BRASILIA, (Reuters) – A Brazilian judge yesterday dismissed the first charges ever brought against an army officer over crimes committed during the country’s 1964-1985 military dictatorship, dealing a blow to rights groups and victims’ families.
Prosecutors brought charges this week against Colonel Sebastiao Curio Rodrigues de Moura, 77, who commanded troops they say kidnapped and tortured five members of the Araguaia guerrilla movement in the Amazon that was fighting to impose communism.

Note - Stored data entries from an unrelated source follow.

PR #165, opened 2019-06-10
v4.4.0

fractalwrench:


CHANGELOG.md
```diff
@@ -1,3 +1,10 @@
+## 4.4.0 (2019-06-10)
+
+This release is companion update for bugsnag-android v4.15.0, which supports detecting and reporting C/C++ crashes without a separate library. 
+
+Extract shared object C libraries (*.so files) from bugsnag-android artifact to support using the Native API
```
bengourley: This entry is a little confusing for me. I think something like the following would make more sense:

> Since `bugsnag-android` now contains native code, update shared object extraction to include libraries from there as well as `bugsnag-android-ndk`.

PR #262, opened 2023-06-16
Return input tensor in ggml_set_name

LoganDark:
this is SO USEFUL for debugging. in order to find any cgraph node, I can wrap it in ggml_set_name and set a conditional breakpoint.

but I can only wrap existing code if this returns its input. otherwise the barrier becomes annoyingly high (have to move a bunch of code around to add name to a tensor)


ggerganov (approved):
Nice addition

PR #264, opened 2023-06-16
Add custom mapping functions

LoganDark:
The current mapping functions are basically jokes, add some real ones. These ones get access to the actual tensor structs so they can do things like

- Know the dimensions they are operating on
- Work with tensors with more than 2 dimensions, or transposed
- Operate on two differently sized tensors (like matmul)
- Use their own thread pool that does a better job than ggml does.

Among other things ...

### DIFF
--- a/include/ggml/ggml.h
+++ b/include/ggml/ggml.h
@@ -1170,9 +1170,11 @@ extern "C" {
             int                   h0,
             int                   w);
 
-    // Mapping operations
-    typedef void (*ggml_unary_op_f32_t)(const int, float *, const float *);
+    // custom operators
+
+    typedef void (*ggml_unary_op_f32_t) (const int, float *, const float *);
     typedef void (*ggml_binary_op_f32_t)(const int, float *, const float *, const float *);
+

Human rights groups had applauded the charges as a “landmark step for accountability in Brazil,” which critics say has taken only timid steps to deal with that dark chapter in its history. The fate of the five and several hundred others has never been discovered.
Prosecutors argued the kidnapping of the five was not covered by a 1979 amnesty law because they were not found and the case never closed. The prosecution argument heeded a 2010 decision by the Inter-American Court of Human Rights that Brazil must investigate those kidnappings and punish the perpetrators.
In dismissing the charges, Federal Judge Joao Cesar Matos argued they were covered by the amnesty law.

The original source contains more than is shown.